[DESCRIPTION OF THE TASK]
Report all lines of the records that contain "OUTER".

[EXTRACTED DATA]
PR #32, opened 2021-04-14
NTBS-1824: Take account of migrated records and update date on migration reports

LeoCie:
Now only take records from the last 3 full years and also exclude any records that are already migrated into NTBS.

### DIFF
--- a/source/dbo/Stored Procedures/Data Migration/uspConfirmationLineList.sql
+++ b/source/dbo/Stored Procedures/Data Migration/uspConfirmationLineList.sql
@@ -18,10 +18,11 @@ AS
 		LEFT OUTER JOIN  [$(NTBS_R1_Geography_Staging)].[dbo].[TB_Service_to_Hospital] tbh ON tbh.HospitalID = mn.NtbsHospitalId
 		LEFT OUTER JOIN  [$(NTBS_R1_Geography_Staging)].[dbo].[TB_Service_to_PHEC] tbsp ON tbsp.TB_Service_Code = tbh.TB_Service_Code
 		LEFT OUTER JOIN  [$(NTBS_R1_Geography_Staging)].[dbo].[PHEC] p ON p.PHEC_Code = tbsp.PHEC_Code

[RESPONSE]
 		LEFT OUTER JOIN  [$(NTBS_R1_Geography_Staging)].[dbo].[TB_Service_to_Hospital] tbh ON tbh.HospitalID = mn.NtbsHospitalId
 		LEFT OUTER JOIN  [$(NTBS_R1_Geography_Staging)].[dbo].[TB_Service_to_PHEC] tbsp ON tbsp.TB_Service_Code = tbh.TB_Service_Code
 		LEFT OUTER JOIN  [$(NTBS_R1_Geography_Staging)].[dbo].[PHEC] p ON p.PHEC_Code = tbsp.PHEC_Code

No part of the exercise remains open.